* _What you will do_:
What lines of the data hold the string "then"? Copy them all.

* _Excerpted records_:
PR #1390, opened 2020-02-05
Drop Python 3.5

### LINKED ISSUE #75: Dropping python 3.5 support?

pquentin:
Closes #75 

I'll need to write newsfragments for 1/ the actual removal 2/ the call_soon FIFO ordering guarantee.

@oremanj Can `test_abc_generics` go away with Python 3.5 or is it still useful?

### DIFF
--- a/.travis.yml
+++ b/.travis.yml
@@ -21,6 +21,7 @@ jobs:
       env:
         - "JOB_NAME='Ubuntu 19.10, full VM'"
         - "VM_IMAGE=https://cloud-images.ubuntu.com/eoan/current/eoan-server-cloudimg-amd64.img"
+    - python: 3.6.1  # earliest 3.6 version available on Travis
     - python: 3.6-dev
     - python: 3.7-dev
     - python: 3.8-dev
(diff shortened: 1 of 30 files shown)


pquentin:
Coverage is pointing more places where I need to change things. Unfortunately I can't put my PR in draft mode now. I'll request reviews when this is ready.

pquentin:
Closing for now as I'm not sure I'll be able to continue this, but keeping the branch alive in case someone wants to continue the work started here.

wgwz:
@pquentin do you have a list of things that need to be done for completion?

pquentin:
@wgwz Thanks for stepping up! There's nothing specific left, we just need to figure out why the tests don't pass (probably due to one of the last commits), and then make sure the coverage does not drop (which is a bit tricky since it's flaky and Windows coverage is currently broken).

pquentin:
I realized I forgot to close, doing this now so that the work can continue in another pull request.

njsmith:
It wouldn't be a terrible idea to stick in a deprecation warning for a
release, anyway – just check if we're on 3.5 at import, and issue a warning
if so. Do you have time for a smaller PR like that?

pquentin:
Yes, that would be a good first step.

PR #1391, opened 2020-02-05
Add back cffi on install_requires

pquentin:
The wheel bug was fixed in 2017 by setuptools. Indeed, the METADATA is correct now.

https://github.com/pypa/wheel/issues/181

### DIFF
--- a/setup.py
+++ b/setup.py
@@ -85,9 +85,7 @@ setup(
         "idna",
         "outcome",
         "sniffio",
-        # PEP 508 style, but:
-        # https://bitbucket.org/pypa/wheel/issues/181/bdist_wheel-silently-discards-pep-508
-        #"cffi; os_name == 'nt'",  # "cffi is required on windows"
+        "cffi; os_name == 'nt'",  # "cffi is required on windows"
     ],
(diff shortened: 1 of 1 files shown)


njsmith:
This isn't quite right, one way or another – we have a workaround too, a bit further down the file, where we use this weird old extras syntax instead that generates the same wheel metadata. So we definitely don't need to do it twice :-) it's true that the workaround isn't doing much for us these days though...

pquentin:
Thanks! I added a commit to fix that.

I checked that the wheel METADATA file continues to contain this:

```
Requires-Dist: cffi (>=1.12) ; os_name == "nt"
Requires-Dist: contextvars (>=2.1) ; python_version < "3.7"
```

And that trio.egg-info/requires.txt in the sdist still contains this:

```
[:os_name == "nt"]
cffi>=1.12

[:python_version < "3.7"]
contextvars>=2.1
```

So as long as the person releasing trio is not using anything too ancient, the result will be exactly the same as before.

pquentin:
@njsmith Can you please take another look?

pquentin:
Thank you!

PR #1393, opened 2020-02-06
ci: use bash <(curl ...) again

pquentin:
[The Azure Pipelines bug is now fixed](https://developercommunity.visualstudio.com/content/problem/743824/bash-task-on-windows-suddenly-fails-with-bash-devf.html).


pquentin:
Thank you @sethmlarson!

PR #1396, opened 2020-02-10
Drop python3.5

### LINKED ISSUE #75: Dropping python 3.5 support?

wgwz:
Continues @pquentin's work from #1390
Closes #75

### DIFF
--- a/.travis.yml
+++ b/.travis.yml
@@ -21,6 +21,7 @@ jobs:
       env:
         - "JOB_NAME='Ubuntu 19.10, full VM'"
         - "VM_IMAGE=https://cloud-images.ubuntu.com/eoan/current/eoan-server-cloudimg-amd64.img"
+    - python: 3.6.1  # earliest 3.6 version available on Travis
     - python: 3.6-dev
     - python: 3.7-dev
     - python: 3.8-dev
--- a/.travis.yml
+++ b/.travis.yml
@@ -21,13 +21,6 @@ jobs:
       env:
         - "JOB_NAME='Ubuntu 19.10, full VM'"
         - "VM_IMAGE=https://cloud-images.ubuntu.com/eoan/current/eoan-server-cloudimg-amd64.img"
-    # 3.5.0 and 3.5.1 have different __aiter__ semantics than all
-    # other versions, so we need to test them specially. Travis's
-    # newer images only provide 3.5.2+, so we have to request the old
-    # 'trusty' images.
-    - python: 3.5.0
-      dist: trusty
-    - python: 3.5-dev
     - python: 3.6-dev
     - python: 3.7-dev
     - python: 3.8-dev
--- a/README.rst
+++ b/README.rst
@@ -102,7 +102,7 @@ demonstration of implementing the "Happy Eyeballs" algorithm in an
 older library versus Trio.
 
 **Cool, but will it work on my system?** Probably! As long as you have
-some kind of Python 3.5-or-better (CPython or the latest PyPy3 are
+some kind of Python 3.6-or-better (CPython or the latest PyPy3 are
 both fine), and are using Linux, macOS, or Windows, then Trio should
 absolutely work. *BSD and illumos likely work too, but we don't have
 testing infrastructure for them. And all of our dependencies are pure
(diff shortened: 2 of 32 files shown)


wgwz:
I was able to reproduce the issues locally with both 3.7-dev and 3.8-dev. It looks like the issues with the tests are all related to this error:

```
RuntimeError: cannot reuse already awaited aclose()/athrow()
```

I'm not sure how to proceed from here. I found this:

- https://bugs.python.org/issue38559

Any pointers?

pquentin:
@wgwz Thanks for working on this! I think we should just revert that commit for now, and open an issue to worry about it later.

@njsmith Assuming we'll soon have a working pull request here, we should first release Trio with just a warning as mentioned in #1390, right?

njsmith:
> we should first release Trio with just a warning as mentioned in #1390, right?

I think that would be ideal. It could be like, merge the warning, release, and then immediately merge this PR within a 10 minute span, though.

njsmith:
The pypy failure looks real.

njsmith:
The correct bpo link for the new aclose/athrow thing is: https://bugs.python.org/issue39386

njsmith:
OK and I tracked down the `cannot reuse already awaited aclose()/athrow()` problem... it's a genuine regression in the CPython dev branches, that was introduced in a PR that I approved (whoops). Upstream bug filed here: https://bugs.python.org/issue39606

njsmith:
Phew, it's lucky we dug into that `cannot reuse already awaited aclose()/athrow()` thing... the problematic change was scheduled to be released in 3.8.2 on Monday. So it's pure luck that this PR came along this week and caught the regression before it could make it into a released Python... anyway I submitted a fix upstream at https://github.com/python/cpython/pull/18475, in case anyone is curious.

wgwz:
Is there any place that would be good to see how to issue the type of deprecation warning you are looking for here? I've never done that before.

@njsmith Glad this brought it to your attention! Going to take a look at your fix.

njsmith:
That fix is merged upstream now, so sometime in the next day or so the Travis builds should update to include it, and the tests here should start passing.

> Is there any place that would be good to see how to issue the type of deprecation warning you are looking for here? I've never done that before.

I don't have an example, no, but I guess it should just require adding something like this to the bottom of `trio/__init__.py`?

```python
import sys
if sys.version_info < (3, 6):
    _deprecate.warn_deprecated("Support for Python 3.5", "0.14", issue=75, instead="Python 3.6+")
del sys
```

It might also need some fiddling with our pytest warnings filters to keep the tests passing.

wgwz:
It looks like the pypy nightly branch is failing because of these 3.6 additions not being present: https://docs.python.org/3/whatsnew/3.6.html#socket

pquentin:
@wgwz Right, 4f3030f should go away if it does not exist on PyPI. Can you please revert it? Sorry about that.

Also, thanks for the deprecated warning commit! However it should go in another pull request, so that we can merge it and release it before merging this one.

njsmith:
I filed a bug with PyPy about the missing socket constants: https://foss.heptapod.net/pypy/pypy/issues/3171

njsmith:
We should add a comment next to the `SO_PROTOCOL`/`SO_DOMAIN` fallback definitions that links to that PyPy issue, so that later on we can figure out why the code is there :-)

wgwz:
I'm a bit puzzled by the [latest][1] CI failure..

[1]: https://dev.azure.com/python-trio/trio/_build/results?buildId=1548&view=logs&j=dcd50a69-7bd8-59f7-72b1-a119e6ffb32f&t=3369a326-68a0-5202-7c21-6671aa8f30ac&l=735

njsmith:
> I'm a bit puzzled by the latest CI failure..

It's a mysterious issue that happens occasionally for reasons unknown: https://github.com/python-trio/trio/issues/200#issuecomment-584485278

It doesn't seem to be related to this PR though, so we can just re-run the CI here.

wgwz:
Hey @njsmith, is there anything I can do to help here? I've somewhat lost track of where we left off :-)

* _Output_:
@wgwz Thanks for stepping up! There's nothing specific left, we just need to figure out why the tests don't pass (probably due to one of the last commits), and then make sure the coverage does not drop (which is a bit tricky since it's flaky and Windows coverage is currently broken).
 both fine), and are using Linux, macOS, or Windows, then Trio should
I think that would be ideal. It could be like, merge the warning, release, and then immediately merge this PR within a 10 minute span, though.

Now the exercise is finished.